• _PROVIDED ENTRIES_:
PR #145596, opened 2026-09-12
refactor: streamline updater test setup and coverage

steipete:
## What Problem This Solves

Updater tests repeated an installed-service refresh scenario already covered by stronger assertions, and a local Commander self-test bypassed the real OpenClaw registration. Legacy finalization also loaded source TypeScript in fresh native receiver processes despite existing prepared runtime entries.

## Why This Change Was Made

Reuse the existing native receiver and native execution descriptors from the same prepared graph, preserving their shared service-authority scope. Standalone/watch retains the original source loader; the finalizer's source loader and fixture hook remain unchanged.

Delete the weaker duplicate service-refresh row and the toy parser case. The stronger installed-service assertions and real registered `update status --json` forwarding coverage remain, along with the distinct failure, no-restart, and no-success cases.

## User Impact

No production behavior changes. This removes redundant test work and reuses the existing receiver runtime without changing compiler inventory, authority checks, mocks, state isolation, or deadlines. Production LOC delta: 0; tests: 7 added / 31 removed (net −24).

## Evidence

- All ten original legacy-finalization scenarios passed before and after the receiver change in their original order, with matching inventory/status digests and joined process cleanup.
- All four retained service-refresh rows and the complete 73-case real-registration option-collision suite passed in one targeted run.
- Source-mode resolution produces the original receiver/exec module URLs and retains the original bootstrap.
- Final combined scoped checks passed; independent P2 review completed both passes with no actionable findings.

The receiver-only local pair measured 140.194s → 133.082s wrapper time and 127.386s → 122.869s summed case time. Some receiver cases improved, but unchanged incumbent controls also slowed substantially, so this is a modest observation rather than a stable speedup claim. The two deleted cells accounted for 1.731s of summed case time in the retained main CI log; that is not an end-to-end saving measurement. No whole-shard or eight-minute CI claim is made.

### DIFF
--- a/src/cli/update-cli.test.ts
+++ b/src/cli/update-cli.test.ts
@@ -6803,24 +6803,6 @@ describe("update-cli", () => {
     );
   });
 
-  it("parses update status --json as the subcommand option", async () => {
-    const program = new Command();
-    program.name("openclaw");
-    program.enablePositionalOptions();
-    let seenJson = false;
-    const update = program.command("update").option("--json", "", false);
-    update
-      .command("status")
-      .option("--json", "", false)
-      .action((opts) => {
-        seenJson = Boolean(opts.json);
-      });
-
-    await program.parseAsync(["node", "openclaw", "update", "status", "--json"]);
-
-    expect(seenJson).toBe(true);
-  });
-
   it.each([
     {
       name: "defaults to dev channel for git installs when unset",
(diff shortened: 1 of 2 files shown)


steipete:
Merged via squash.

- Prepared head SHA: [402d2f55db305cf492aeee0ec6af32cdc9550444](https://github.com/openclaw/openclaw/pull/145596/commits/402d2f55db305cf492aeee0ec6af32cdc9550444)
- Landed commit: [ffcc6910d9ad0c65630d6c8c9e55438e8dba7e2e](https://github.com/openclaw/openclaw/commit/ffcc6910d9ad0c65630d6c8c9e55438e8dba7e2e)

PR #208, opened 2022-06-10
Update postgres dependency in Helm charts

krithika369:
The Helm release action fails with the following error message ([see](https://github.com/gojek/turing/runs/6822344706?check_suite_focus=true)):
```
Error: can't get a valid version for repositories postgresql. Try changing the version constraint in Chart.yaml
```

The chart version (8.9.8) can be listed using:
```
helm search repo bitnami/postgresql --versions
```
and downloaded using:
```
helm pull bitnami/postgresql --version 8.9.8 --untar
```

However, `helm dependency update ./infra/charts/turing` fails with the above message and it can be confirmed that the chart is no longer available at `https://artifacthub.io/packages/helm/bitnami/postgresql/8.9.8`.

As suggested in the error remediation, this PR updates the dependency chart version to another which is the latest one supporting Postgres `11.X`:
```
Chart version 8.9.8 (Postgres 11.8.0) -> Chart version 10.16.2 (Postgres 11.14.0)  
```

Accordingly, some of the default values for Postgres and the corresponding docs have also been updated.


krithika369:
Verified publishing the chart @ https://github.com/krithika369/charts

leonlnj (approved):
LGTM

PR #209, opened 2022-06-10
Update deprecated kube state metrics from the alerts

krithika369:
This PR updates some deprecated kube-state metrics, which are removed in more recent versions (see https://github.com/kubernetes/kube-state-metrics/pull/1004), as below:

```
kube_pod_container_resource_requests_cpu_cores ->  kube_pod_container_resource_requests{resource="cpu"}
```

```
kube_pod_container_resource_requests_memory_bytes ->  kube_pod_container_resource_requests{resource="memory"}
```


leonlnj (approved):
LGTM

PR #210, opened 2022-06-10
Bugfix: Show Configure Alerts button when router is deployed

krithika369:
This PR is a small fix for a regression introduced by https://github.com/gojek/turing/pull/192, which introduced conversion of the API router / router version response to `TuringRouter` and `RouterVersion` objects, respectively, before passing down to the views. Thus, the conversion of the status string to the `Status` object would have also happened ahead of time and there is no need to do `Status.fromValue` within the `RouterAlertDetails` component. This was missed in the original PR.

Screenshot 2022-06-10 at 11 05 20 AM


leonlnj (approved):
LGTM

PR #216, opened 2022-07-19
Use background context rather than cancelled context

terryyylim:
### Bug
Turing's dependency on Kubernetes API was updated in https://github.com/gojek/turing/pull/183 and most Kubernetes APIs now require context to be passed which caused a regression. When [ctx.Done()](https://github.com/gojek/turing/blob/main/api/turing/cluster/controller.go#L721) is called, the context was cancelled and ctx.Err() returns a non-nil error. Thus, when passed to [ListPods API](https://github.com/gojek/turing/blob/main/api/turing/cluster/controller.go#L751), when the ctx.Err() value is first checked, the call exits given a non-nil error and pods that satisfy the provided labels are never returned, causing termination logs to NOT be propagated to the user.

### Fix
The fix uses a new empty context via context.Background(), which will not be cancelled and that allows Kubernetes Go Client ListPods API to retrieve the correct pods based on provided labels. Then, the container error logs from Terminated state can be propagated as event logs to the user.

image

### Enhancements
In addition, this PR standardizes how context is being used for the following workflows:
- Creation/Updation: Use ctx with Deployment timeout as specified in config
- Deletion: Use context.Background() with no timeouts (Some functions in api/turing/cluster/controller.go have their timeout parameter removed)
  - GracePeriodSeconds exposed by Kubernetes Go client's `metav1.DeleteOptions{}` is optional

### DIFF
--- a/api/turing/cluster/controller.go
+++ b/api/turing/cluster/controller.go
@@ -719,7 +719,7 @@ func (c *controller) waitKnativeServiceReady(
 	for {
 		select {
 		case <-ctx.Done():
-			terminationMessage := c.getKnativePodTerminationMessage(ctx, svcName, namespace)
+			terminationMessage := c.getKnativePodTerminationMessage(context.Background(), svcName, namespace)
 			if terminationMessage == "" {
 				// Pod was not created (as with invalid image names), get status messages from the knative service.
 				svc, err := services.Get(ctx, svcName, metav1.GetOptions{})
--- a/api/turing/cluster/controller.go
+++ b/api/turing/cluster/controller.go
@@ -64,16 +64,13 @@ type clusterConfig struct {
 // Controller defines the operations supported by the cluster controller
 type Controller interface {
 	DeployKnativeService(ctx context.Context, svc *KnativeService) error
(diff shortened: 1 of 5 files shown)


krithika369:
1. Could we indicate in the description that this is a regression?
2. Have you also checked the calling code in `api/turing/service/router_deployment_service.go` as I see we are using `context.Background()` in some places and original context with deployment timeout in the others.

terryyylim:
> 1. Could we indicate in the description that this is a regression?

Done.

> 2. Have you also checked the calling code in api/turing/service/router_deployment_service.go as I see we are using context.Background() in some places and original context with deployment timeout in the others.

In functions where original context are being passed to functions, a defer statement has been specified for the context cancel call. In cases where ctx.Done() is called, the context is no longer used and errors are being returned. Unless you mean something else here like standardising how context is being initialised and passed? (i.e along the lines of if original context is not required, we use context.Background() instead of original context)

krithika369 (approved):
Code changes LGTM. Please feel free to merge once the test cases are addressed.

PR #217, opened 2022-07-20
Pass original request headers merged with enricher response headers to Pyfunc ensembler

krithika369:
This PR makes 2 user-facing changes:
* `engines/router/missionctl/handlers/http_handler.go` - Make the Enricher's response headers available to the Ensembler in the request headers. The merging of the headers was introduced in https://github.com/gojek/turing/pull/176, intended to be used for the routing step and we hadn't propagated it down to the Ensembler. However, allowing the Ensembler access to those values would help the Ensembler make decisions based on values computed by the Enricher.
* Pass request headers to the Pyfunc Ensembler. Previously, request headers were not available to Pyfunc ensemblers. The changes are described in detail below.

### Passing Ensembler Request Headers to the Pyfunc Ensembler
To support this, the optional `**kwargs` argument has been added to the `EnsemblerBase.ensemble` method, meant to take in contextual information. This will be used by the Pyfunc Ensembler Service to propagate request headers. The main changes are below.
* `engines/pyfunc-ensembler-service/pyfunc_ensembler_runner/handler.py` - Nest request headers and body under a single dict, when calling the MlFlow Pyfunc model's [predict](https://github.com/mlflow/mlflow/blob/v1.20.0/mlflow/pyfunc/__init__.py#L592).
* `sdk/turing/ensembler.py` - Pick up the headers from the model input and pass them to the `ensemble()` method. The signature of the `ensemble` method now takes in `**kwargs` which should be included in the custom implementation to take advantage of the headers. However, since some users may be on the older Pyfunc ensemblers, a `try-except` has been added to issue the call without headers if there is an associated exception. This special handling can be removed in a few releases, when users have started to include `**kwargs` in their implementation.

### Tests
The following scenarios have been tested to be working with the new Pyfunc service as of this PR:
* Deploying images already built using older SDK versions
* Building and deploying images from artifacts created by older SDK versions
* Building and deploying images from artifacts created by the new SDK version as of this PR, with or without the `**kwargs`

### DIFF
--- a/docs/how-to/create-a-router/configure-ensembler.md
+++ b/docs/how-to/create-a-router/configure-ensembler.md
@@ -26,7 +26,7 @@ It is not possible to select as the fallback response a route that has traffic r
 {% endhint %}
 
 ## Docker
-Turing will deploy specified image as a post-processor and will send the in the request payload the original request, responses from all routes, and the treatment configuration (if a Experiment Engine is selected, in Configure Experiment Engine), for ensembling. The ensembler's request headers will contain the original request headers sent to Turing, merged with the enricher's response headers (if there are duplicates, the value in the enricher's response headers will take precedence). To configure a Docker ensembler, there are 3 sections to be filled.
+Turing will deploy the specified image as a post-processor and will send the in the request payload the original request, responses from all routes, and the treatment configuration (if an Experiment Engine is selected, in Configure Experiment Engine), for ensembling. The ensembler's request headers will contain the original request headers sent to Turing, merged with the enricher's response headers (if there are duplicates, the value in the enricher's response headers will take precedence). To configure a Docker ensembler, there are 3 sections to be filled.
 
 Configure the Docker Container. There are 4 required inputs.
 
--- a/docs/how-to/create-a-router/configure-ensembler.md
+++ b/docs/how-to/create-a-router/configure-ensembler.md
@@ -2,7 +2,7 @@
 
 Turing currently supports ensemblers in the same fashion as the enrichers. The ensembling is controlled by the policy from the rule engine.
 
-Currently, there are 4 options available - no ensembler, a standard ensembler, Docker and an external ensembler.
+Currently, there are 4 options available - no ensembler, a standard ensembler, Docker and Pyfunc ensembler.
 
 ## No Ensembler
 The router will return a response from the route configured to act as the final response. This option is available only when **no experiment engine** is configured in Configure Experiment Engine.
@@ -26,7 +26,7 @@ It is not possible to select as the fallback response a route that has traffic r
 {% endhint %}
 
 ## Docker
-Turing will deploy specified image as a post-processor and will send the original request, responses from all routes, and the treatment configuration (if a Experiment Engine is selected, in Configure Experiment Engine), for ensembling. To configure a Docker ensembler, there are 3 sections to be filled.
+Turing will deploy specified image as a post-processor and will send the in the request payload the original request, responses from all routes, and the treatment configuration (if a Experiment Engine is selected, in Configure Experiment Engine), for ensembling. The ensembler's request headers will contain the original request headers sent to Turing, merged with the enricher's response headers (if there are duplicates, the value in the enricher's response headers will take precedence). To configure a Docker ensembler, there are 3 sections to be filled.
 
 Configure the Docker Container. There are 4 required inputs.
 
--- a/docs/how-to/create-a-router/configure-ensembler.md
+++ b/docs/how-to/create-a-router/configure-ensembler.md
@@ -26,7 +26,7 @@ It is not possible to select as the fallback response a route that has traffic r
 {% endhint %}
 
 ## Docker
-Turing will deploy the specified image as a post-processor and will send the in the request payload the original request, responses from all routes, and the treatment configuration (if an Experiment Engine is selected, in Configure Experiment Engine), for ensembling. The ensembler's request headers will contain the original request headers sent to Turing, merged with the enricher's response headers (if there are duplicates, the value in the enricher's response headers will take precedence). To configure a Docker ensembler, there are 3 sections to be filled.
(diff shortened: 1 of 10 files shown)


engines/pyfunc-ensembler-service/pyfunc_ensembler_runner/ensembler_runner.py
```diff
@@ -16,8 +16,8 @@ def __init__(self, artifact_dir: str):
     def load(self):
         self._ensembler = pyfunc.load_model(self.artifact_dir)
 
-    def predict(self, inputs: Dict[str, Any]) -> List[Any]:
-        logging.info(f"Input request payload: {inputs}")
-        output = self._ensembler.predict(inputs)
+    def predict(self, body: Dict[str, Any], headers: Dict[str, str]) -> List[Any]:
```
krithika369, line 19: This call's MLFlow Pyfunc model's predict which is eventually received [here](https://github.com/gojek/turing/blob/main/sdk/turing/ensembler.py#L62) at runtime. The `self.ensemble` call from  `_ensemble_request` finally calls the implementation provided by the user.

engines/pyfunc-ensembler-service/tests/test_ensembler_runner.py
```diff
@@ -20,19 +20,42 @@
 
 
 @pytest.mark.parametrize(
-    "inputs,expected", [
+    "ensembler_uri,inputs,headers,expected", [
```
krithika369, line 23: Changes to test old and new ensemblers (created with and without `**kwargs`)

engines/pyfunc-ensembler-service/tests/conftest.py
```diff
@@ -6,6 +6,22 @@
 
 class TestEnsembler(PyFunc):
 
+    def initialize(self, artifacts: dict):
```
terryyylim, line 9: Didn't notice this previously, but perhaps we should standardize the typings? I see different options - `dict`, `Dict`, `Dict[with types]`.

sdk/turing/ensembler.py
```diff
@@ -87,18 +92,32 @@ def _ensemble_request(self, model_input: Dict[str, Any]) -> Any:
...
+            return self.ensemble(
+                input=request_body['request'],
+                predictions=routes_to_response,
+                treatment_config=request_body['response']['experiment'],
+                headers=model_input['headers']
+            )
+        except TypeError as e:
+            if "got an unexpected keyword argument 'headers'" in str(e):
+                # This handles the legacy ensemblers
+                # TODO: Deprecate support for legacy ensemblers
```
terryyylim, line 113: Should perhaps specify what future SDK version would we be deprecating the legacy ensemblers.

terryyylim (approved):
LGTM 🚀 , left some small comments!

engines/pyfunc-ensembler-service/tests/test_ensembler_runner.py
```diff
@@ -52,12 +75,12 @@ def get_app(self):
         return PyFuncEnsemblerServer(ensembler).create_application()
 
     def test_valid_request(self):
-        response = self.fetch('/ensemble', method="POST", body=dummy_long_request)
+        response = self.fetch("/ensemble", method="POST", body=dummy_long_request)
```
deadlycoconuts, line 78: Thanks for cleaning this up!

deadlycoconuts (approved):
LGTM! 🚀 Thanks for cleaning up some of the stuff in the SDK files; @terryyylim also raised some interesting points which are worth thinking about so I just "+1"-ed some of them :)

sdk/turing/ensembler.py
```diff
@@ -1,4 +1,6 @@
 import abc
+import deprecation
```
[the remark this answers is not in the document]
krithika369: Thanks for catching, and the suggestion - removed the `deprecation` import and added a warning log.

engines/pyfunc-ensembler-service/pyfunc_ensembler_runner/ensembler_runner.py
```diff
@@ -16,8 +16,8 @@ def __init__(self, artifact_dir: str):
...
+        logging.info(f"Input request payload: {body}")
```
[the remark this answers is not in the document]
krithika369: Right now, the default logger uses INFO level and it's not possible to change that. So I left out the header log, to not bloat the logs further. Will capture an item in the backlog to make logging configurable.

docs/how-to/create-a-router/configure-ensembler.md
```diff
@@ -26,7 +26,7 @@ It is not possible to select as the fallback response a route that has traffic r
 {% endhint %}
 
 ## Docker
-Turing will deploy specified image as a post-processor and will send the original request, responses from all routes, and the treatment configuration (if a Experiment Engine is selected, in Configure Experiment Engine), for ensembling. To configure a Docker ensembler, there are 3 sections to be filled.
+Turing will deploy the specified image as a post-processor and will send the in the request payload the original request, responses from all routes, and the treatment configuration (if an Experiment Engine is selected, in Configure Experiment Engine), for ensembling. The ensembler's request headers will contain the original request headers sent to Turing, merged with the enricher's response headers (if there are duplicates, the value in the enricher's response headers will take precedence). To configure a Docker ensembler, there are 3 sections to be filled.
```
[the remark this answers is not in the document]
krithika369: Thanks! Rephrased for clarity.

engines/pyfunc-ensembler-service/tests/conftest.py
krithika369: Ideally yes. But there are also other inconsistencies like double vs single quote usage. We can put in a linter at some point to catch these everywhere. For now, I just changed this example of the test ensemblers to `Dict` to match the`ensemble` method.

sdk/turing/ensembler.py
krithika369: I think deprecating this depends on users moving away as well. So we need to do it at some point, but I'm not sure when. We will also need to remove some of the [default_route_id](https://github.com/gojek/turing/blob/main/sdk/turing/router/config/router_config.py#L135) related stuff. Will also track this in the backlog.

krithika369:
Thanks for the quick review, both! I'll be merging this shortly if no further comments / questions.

• _WORK ITEM_: Pick out and copy the lines of the material that include the word "namespace".

• _SOLVED EXERCISE_:
-			terminationMessage := c.getKnativePodTerminationMessage(ctx, svcName, namespace)
+			terminationMessage := c.getKnativePodTerminationMessage(context.Background(), svcName, namespace)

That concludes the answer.